Tale situazione si trovava in netta contraddizione con il generale andamento dei mercati dell’industria chimica nazionale che procedeva, negli anni ’50, con un tasso di incremento annuo medio del 14%. Una simile crescita era per lo più dovuta a due fondamentali cause:

  • affermazione della petrolchimica, nuovo paradigma tecnologico
  • nascita di nuovi e più moderni apparati industriali al passo coi tempi

Tra questi erano presenti l’ENI, nata il 10 Settembre 1953 e capitanata da Enrico Mattei già Presidente dell’AGIP (Azienda Generale Italiana del Petrolio, 1926). Pesante fu anche la rivalità con la ANIC (Azienda Nazionale Idrogenazione Carburanti) costituita nel 1936 dalla stessa Montecatini.

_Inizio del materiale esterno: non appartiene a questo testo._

PR #2445, opened 2025-10-06
feat: Add support for postprocessors in changelog

LukeMathWalker:
Without support for post-processors, there is no way to format a changelog ahead of opening the release PR.

If the CHANGELOG.md file is in scope for formatting checks, you're then forced to clone the release PR branch, fix the formatting, edit history, force push... It's been a consistent annoyance for me in Pavex, so I finally decided to do something about it 😁


marcoieni:
> It's been a consistent annoyance for me in Pavex, so I finally decided to do something about it

my strategy to annoy users until they contribute works, then!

Parallelamente il mercato della Pirite subiva una grave flessione a causa dell’aumento dei prezzi ed anche la scoperta di nuovi giacimenti di sali potassici in Sicilia nel 1953, spostò gli interessi della produzione di Solfato di Potassio verso lo stabilimento di Campofranco (Porto Empedocle): occorre specificare che tale impianto poté contare sulle maestranze specializzate inviate dallo stabilimento di Piano d’Orta. Il segno più evidente del declino era, però, rappresentato dal comparto industriale dell’Acido Solforico. Per decenni, in modo continuativo, questo prodotto di punta del gruppo milanese fu sintetizzato e commercializzato, in particolare dall’impianto pianodortese: nella relazione del 29 Aprile 1960, per la prima volta nella storia, la Montecatini affermò che la produzione di Acido Solforico doveva essere considerata come un “fardello storico” ed era mantenuta per una sorta di “omaggio alla tradizione”.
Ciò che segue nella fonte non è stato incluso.